Say the number of lines holding the word "next" in the data, and leave out everything else.

### Data in this exercise
§ §

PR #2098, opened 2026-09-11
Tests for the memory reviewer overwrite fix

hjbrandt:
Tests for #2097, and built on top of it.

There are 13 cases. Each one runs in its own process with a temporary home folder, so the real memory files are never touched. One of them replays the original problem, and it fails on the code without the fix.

§ §

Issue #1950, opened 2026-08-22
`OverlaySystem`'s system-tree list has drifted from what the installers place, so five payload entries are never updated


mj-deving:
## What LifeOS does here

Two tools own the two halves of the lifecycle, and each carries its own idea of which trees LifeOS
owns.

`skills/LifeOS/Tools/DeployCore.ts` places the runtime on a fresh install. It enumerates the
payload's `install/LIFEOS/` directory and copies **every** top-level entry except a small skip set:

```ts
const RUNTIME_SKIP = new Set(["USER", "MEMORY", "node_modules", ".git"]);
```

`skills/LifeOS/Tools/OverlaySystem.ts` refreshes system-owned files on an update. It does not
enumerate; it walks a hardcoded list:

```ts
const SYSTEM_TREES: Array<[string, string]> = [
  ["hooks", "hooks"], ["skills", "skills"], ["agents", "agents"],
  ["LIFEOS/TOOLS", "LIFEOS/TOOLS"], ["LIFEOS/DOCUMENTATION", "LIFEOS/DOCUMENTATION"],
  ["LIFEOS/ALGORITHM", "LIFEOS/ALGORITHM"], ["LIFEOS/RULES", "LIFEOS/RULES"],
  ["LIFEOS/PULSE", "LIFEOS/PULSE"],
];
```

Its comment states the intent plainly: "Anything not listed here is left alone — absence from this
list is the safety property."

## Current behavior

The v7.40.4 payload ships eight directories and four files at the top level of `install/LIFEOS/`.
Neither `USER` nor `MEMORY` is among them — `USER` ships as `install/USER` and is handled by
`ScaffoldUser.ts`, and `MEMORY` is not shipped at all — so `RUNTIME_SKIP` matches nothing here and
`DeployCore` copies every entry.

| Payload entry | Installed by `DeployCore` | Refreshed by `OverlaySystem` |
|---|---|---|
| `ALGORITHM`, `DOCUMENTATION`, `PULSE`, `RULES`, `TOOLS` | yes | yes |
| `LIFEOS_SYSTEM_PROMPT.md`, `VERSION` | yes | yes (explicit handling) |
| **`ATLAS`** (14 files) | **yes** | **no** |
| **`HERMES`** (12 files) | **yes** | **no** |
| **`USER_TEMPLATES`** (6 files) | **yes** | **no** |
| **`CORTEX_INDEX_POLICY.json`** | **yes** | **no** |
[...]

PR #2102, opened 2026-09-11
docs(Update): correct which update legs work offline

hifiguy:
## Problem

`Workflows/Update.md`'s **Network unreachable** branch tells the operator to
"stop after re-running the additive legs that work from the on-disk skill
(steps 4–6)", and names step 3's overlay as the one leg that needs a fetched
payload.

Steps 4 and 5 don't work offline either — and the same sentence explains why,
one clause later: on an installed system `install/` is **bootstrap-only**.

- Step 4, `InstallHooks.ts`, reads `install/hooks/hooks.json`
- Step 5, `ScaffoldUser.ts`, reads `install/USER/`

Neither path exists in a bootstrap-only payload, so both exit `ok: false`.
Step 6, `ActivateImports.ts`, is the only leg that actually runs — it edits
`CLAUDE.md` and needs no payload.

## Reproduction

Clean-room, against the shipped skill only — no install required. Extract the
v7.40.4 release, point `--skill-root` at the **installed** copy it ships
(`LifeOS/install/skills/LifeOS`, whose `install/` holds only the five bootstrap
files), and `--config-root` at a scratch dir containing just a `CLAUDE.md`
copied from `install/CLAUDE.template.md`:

§ §

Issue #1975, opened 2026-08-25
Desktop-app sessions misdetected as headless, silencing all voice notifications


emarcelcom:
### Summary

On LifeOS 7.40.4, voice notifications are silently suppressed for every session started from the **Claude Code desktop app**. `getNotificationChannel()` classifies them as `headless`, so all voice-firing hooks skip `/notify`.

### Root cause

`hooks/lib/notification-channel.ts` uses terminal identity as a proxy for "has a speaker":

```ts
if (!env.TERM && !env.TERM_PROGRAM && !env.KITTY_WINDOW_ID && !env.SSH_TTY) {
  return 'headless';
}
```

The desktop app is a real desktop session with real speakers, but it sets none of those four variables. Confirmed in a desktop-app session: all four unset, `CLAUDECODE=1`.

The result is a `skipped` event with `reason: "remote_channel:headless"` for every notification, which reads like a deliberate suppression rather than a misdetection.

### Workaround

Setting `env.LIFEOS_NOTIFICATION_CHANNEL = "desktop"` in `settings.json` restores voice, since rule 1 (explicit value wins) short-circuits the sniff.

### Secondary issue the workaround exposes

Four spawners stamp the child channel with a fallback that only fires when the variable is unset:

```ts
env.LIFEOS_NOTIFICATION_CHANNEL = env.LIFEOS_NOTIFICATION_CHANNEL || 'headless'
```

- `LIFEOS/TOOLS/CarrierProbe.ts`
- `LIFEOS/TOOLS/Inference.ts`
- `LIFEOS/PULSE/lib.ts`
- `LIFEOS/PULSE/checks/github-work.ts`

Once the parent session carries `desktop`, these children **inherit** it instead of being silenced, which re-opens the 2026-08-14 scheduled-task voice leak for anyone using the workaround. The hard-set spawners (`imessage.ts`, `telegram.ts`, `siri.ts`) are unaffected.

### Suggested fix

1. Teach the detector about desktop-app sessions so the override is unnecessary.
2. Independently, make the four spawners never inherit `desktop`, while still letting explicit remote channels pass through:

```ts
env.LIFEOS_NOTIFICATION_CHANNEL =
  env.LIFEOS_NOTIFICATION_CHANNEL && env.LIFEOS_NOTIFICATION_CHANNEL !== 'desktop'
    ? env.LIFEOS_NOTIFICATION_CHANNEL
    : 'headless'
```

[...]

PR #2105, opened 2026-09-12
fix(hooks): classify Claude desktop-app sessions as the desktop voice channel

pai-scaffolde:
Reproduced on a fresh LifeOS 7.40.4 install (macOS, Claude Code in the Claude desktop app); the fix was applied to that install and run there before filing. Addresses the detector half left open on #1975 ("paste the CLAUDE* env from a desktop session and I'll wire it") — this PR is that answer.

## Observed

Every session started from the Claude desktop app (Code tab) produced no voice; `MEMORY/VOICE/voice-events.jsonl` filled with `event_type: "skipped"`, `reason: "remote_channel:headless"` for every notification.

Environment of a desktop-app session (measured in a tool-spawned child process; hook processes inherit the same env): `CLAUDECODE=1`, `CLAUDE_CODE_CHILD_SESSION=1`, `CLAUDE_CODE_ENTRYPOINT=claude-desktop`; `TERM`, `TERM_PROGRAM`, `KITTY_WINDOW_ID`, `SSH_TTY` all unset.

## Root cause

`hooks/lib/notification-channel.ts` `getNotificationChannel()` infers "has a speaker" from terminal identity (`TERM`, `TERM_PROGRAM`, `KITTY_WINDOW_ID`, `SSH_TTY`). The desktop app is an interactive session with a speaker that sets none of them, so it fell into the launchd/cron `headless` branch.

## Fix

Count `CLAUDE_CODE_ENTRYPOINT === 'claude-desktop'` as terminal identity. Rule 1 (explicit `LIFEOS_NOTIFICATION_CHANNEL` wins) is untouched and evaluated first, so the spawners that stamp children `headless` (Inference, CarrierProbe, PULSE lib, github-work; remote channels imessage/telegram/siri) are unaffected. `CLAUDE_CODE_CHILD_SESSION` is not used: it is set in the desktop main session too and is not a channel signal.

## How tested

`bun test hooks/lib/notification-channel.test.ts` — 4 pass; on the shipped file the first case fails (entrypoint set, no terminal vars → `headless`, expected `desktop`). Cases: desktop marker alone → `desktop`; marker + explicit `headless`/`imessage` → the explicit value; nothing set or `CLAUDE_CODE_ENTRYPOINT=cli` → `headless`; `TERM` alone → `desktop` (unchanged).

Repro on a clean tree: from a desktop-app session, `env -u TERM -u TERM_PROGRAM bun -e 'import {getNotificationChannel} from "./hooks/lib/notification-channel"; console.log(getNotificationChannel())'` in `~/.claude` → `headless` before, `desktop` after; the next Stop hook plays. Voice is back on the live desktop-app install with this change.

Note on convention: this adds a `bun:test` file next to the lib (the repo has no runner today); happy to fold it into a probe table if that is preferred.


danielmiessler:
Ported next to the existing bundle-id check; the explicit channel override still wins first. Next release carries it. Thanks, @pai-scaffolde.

§ §

### Answer for this exercise
3